Его я тоже узнал, я имею в виду, не конкретно его, а этот тип людей. Молодой парень хрупкого телосложения, одетый в голубые джинсы, белые туфли и белую рубашку в сеточку. Сразу было видно, что он “крейсер”, как таких называют, то есть гомик, который сшивается в соответствующих местах, ожидая, когда его пригласят. Их частенько колотят, а иногда и убивают. С ними также чаще происходят случаи венерических заболеваний, чем среди других слоев городского населения. Я не могу сказать, что понимаю этот стиль жизни.
Судя по всему, парень был страшно напуган и весь дрожал. Он выглядел до того хрупким, что, казалось, его кости могли сломаться от такой тряски.
Приблизившись еще, мы услышали, что рассказывал этот тип. Впрочем, он едва мог говорить, похоже, горло у него сжималось, и парень дрожащим голосом выталкивал из себя отдельные слова. Пока рассказывал о случившемся, он все время взмахивал руками. Мне не нравится сравнение со вспархивающими бабочками, но его тонкие руки с узкими кистями именно их мне и напоминали.
– Не знаю, почему он это сделал, – говорил парень. – У него не было для этого никакой причины, только... Не было никакого повода... Все было прекрасно, а потом... – Он замолчал и предоставил закончить свой рассказ вскидывающимся рукам.
Детектив Уолтер жестам предпочитал слова.
– Да? А дальше что? – спросил он без тени сочувствия. Руки парня взлетели к горлу.
– Он начал меня душить.
Когда он смотрел вверх на нас, свет фонаря выхватывал на его побелевшем лице искривленные губы и огромные испуганные глаза. С этим лицом и изящно изгибавшимися руками он поразительно напомнил мне мима, которого я видел по телевизору. Вы их знаете, они покрывают лицо густым слоем белого грима, надевают черное трико и белые перчатки и изображают разные сценки: влюбленность, дремоту в летящем самолете или разговор по телефону. А этот словно изображал своей пантомимой неописуемый ужас.
Только притом он еще и говорил. Не отнимая рук от горла, гомик повторил:
– Он меня душил. Все время кричал страшные, просто ужасные вещи, и душил меня! Его руки у горла дрожали. По-прежнему не проявляя сострадания, Уолтер деловито спросил:
– Что он говорил? Выразительные руки упали.
– О, пожалуйста! – взмолился он. – Не заставляйте меня их повторять. Ну просто ужасные вещи! Я даже не хочу их вспоминать.

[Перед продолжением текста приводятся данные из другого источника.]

PR #2517, opened 2026-05-28
feat(DiskUsage): updated dynamic width options for DiskUsage widget

Bogdan-Torkhov:
image

Added these button

image

Now sizing looks clean and the same


Purian23:
Thanks for the PR, I pushed some updates. The widget had been hardcoded to percent-only while Settings still exposed all `diskUsageMode`, that has been fixed. 
Ensure you have QML / QT extensions loaded in your DE in the future to prevent the bad formatting extra blank lines and noise. Thanks!

PR #2521, opened 2026-05-29
fix(settings): support localized settings search

jbwfu:
## Summary

  - Support searching settings with both English source text and the active localized language
  - Rebuild the settings search cache when translations load or change
  - Keep English search working when translations are incomplete


Purian23:
Thanks!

Партнер Уолтера, Берт, усмехался, слушая его, и в свою очередь спросил:
– Что вы говорили, что делали непосредственно перед его нападением на вас?
Сквозь возбуждение юноши проступило желание уклониться от ответа, сказавшееся в слишком нервном взмахивании руками. Он поморгал, глядя в сторону, и сказал:
– Ну... – Парень замолчал, опустил голову и повел плечами. – Мы.., мы просто разговаривали.., просто... – Он снова поднял на нас огромные глаза, опять став похожим на героя немой мелодрамы. – Все было прекрасно.., у него не было никаких причин...
– Значит, разговаривали, – сказал Берт и мотнул головой, указывая куда-то на кусты. – Беседовали в кустах – в два часа ночи!
Парень стиснул узкие ладони:
– Но у него не было никакого повода, чтобы душить меня! Интересно, что он все время напоминал мне о бессловесных вещах – немом кино и пантомиме, – пока говорил. Но и реакция полисменов на его рассказ была такова, что парню, наверное, самому казалось, что он словно молчит. Он нашел себе друга, неожиданно предавшего его, и это вылилось в страшную боль, которую парень пытался нам донести. Но мы уже встречались с такими ситуациями раньше и по-другому на нее смотрели. Все, что хотели слышать Уолтер и Берт – и что хотел бы слышать я, если бы оказался на их месте и мне пришлось бы писать отчет о данном случае, – это факты. Как говорится в одном старом полицейском телешоу – “мэм, нам нужны только факты”.
– Вы можете описать его? – спросил Уолтер.
– Ну... – Он немного подумал, продолжая сидеть между нами, и сказал:
– Он.., гм.., у него татуировка.
Парень произнес это таким тоном, как будто гордился тем, что сделал столь важное сообщение, и теперь ждал награды.
– Татуировка?! – иронически переспросил стоящий рядом со мной Эд.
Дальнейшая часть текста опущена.